[Provided data]

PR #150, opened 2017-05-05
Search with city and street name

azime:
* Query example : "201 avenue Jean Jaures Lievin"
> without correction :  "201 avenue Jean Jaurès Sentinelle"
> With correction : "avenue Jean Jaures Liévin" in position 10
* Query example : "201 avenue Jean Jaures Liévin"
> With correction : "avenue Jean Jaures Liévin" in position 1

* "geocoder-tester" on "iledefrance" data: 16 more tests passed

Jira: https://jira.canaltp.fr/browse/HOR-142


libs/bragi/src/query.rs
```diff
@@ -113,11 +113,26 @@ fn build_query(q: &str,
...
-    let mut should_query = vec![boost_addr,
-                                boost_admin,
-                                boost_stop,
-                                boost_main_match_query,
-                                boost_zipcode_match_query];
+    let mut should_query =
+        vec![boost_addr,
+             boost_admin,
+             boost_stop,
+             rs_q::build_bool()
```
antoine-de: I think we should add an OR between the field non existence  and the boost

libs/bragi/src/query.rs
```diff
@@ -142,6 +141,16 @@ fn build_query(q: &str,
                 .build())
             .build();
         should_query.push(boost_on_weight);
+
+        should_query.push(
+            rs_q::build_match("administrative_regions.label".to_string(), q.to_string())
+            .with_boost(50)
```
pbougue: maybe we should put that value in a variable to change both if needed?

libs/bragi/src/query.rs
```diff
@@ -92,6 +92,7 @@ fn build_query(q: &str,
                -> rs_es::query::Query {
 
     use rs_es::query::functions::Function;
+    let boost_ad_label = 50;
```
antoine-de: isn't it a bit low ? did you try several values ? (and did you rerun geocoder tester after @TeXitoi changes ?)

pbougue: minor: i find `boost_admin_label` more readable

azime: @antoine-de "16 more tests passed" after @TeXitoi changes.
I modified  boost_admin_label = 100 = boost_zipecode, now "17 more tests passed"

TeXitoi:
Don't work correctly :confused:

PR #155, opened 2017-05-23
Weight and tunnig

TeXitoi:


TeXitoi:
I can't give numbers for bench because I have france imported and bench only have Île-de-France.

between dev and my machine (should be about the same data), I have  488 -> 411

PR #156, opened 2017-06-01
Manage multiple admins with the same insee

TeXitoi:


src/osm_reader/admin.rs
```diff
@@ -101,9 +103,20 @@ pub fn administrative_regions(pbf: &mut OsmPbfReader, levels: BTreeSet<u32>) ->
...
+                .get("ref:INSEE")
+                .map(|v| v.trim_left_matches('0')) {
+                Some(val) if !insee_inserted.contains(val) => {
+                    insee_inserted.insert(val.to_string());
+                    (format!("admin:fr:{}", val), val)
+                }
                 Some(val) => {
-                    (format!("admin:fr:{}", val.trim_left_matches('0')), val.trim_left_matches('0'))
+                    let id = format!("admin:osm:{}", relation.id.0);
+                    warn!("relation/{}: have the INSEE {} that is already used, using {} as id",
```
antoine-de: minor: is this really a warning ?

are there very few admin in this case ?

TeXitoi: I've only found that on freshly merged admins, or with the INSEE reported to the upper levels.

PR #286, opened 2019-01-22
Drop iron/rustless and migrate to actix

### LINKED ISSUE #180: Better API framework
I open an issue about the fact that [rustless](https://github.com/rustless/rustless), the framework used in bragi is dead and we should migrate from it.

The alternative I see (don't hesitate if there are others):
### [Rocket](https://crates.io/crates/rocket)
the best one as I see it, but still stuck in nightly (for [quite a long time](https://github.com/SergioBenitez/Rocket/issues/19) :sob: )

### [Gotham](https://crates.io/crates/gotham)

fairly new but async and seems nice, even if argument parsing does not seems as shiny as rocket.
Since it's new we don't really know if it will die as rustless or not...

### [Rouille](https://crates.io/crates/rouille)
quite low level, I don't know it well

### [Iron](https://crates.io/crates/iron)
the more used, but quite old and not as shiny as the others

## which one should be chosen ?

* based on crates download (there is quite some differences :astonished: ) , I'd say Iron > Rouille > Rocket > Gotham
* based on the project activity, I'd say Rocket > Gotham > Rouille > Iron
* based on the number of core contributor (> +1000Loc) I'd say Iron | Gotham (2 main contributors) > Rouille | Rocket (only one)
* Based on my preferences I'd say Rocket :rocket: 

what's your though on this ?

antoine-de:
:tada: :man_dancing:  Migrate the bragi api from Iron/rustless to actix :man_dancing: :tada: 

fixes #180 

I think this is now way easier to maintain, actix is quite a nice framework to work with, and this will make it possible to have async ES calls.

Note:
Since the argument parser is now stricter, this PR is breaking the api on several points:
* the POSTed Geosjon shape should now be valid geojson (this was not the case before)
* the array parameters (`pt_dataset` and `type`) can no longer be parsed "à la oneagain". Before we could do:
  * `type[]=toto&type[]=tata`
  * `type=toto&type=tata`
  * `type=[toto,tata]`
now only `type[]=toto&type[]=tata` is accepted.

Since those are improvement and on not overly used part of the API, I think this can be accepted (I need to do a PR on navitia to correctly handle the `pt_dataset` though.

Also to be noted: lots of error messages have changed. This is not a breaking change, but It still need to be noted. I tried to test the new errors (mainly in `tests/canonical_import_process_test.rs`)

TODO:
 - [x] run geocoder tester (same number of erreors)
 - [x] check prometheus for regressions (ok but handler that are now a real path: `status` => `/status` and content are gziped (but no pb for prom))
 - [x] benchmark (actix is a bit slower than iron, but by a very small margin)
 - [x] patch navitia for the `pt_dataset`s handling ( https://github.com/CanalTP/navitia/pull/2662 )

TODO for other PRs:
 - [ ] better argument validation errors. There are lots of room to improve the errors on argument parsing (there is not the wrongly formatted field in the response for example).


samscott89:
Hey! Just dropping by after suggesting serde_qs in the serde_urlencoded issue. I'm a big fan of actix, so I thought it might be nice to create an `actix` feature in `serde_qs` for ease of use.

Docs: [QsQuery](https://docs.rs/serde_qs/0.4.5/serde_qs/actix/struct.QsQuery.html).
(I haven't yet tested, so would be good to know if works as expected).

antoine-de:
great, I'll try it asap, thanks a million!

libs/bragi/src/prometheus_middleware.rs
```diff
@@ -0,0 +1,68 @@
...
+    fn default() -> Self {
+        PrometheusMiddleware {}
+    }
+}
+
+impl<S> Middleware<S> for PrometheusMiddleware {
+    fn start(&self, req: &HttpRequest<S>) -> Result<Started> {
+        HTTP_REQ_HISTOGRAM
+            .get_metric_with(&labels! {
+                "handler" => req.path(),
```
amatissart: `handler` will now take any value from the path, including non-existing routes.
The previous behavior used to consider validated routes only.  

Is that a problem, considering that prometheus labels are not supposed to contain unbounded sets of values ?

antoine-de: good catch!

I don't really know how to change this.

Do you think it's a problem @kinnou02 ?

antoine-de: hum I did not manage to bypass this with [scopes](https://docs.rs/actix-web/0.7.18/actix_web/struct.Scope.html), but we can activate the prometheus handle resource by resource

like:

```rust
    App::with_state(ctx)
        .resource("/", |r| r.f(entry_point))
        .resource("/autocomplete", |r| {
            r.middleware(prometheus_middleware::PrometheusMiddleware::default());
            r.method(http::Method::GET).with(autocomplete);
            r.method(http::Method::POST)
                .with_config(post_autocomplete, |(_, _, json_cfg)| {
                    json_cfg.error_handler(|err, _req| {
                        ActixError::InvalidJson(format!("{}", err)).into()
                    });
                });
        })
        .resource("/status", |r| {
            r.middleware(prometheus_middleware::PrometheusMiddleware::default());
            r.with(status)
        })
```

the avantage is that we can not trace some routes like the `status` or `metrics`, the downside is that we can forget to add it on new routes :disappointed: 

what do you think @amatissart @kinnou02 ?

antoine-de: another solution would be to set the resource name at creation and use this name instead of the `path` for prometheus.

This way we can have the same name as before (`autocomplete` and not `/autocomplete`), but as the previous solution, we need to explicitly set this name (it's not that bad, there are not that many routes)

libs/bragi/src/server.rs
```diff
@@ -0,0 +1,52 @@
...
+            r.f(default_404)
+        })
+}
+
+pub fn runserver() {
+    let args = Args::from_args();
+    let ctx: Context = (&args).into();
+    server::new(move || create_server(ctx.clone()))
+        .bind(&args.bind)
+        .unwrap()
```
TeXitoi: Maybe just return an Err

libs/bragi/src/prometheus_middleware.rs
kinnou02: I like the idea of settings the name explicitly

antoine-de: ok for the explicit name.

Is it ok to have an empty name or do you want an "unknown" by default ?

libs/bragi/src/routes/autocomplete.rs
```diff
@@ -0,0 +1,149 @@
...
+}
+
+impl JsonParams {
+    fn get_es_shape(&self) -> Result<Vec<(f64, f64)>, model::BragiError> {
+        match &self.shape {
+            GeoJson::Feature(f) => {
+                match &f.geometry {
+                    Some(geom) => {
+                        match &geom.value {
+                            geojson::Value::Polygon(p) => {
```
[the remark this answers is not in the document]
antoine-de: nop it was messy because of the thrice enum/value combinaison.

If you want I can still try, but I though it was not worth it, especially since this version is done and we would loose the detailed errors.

[Work instructions] A number is the only answer here: how many lines of the material above contain "what"?

[Response to this exercise] 2